King Jan Sobieski was but a step away from them. Roman searched for words of greeting. What would he say to the King of the Commonwealth of Poland and Lithuania?
“Politeness,” Marek urged.
Roman grunted.
Eight
Halicz
“We’ll be taking Flash out to the rear corral soon enough,” Szymon said, “but for now there is more to show you.”
Aleksy was staring in amazement at an impressive array of shields, single and double-edged sabres, daggers, and war hammers laid out neatly on the straw. “You’ll need to know more than how to use a lance, my boy. Once the initial charge is over, whether you’ve managed to impale some poor enemy soul or not, it’s time to drop it and go to other measures.”
And so the morning ran long with weaponry lessons and then the riding and work with the lance. When they returned to the stable, Aleksy immediately looked to Miracle’s stall. It was empty. While that did not necessarily mean that Krystyna had taken it to Castle Hill, he took it as a good omen, noticing nonetheless that Szymon had processed the same information and that his expression had gone dark.
Halfway to the castle, Aleksy met with an ill omen coming toward him in the form of a boy on horseback. It was Gusztáf returning early from his visit home, much too early. There was no time to veer off the road and having no wish to engage him in conversation and allow for questions, Aleksy spurred Flash into the quickest gallop he could manage. Nonetheless, he had no cloak of invisibility to cover himself and his mount so that despite the breathtaking speed, the groom likely recognized them both immediately. What would come of it? In a little while Aleksy reined in the horse, his sight undeterred from the castle, his mind praying Szymon would spin Gusztáf a good tale and somehow swear him to secrecy.

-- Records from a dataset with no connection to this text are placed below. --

PR #418, opened 2019-11-29
CIRC-566: Return country name for staff slip

andrii-paias:
# Purpose
Fix bug https://issues.folio.org/browse/CIRC-566, 
We need to return country name from "circulation/check-in-by-barcode" endpoint, 
so that it can be printed on staff slip

## Approach
Use nv-i18n library to convert alpha2 country code into country name

## Learning
It seems that UI  uses files like this to convert countryId into country name:
https://github.com/folio-org/stripes-smart-components/blob/e104573a2ee448fdb520ea5bedf3b3f08cd5e176/lib/AddressFieldGroup/data/countries.js
I compared data from this file with data used in nv-i18n library, and found out that there is no significant difference, it seems that CountryId is stored in [ISO-3166-1 alpha-2 format](https://en.wikipedia.org/wiki/ISO_3166-1_alpha-2)
Here is comparison: https://www.diffchecker.com/U9neNZJ8
Folio data is on the left and nv-i18n is on the right.

## Pre-Merge Checklist:

### DIFF
--- a/src/main/java/org/folio/circulation/domain/notice/TemplateContextUtil.java
+++ b/src/main/java/org/folio/circulation/domain/notice/TemplateContextUtil.java
@@ -2,10 +2,17 @@ package org.folio.circulation.domain.notice;
 
 import static java.lang.Math.max;
 import static java.util.stream.Collectors.joining;
+
 import static org.folio.circulation.support.JsonPropertyWriter.write;
 import static org.folio.circulation.support.JsonStringArrayHelper.toStream;
 
+import java.util.Locale;
 import java.util.Optional;
+
+import io.vertx.core.json.JsonObject;
+
+import org.joda.time.DateTime;
+import org.joda.time.DateTimeZone;
 
 import org.folio.circulation.domain.CallNumberComponents;
 import org.folio.circulation.domain.CheckInProcessRecords;
@@ -18,10 +25,6 @@ import org.folio.circulation.domain.ServicePoint;
 import org.folio.circulation.domain.User;
 import org.folio.circulation.domain.policy.LoanPolicy;
 import org.folio.circulation.support.JsonArrayHelper;
-import org.joda.time.DateTime;
-import org.joda.time.DateTimeZone;
-
-import io.vertx.core.json.JsonObject;
 
 public class TemplateContextUtil {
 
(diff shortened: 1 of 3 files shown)


src/main/java/org/folio/circulation/domain/notice/TemplateContextUtil.java
```diff
@@ -99,13 +103,16 @@ public static JsonObject createUserContext(User user, String deliveryAddressType
 
     JsonObject userContext = createUserContext(user);
     if(address != null){
```
kostyantyn-kh:
```suggestion
    if (address != null) {
```

pom.xml
```diff
@@ -97,6 +97,11 @@
       <artifactId>org.everit.json.schema</artifactId>
       <version>1.11.1</version>
     </dependency>
+    <dependency>
+      <groupId>com.neovisionaries</groupId>
+      <artifactId>nv-i18n</artifactId>
+      <version>1.27</version>
+    </dependency>
```
marcjohnson-kint: What is this dependency? Why has it been introduced?

src/main/java/org/folio/circulation/domain/notice/TemplateContextUtil.java
```diff
@@ -2,11 +2,19 @@
...
 import static org.folio.circulation.support.JsonStringArrayHelper.toStream;
 
 import java.util.Optional;
 
+import com.neovisionaries.i18n.CountryCode;
+
+import io.vertx.core.json.JsonObject;
+
+import org.joda.time.DateTime;
+import org.joda.time.DateTimeZone;
```
marcjohnson-kint: Why have these imports moved?

If this was done automatically by an IDE (IntelliJ 2019 recently reset these settings on an upgrade) please configure it to use the provisional standard in https://issues.folio.org/browse/FOLIO-1667

pom.xml
andrii-paias: It is a library for converting contry codes into country names, 
It contains data similar to the one that is used in folio - https://github.com/folio-org/stripes-smart-components/blob/e104573a2ee448fdb520ea5bedf3b3f08cd5e176/lib/AddressFieldGroup/data/countries.js

Since such convertion uses ISO standards, we can use library instead of hardcoding such data inside of module

src/main/java/org/folio/circulation/domain/notice/TemplateContextUtil.java
andrii-paias: Yes, I'm using foilo.importorder file from that link, in that file org.folio.* is at the end so Intellij moves everything else above org.folio . The format of this file is not very clear to me, but it seems to work

pom.xml
```diff
@@ -97,6 +97,11 @@
       <artifactId>org.everit.json.schema</artifactId>
       <version>1.11.1</version>
     </dependency>
+    <dependency>
+      <groupId>com.neovisionaries</groupId>
+      <artifactId>nv-i18n</artifactId>
```
mreno-EBSCO: Is there a reason we need this external dependency vs. using the Java provided `Locale` class? It seems like it would be better to rely on Java keeping the ISO 3166-1 list up to date than an external project.

andrii-paias: I chose this dependency because it can be updated independently of jre.
But it is possible to use Locale class if there are concerns about using external dependency

marcjohnson-kint:
@andrii-paias As it has been decided that this change is going to be made in the UI, I am going to close this pull request

PR #419, opened 2019-12-02
CIRC-581: Handle the exception when loan history configuration is no …

mrdpopov:
# Purpose

Handle the exception when loan history configuration is not defined to to stop the stacktrace from being in the log.

See CIRC-581

### DIFF
--- a/src/main/java/org/folio/circulation/domain/ConfigurationRepository.java
+++ b/src/main/java/org/folio/circulation/domain/ConfigurationRepository.java
@@ -6,6 +6,7 @@ import static org.folio.circulation.support.Result.failed;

The thought of Gusztáf vanished when he led Flash into the castle stable and found Lady Krystyna standing near the stall where she had placed Miracle.
“You must have just gotten here,” Aleksy said.
“Actually, I was just about to leave.”
Aleksy hid his disappointment. “But now—you’ll stay?”
“For a short while,” she said, moving toward the doors.
Aleksy placed Flash in a stall and followed her, miffed by something in her tone. What was it?
“I finished late with Szymon.”
“Oh, I saw the weapons there in the stable.” Krystyna turned toward him, her hand shading her eyes from the sun. “I imagine he enjoys talking a
bout his old days with my father at the border of the Wild Fields. I’ve heard the stories a hundred times.”
Aleksy resisted telling her Szymon was preparing him for service in the King’s Army. It was an unlikely possibility and she would see it as such. Instead he said, “I—I brought my bow today.”
Krystyna was silent for a few moments, then said, “Leave it here for now. Let’s go into the tower again.” She didn’t wait for a response.
Inside, she immediately started the climb.
Upon reaching the battlements at the top, Krystyna went to look out one of the crenelles. Aleksy posted himself at the opening next to hers and stared out at the landscape, praying she would not say anything about killing Tatars.
Faces forward, speaking as if to the air, rather than face to face, they carried on a long conversation, commenting on buildings in the far distance, arguing whether wolves were to be found in the nearby forest, and having imaginative fun with the formations of clouds. The better part of an hour passed. Then they went quiet for what seemed a long while.
Krystyna broke the silence at last, still speaking through the crenelle, her words directed at the far-off woods. “I had not planned to come today, you know.”
“No?” He directed his reply through his crenelle.
“This is the last time.”
“Must it be, Lady Krystyna?”
“It’s a serious matter—my being here with you.” The words came as if disembodied.
“Your parents would not approve.”
She sent her little giggle out over the landscape. “No, they would not.”
“Neither would mine.”
“Really?” she asked. She laughed again as if the thought had never occurred to her.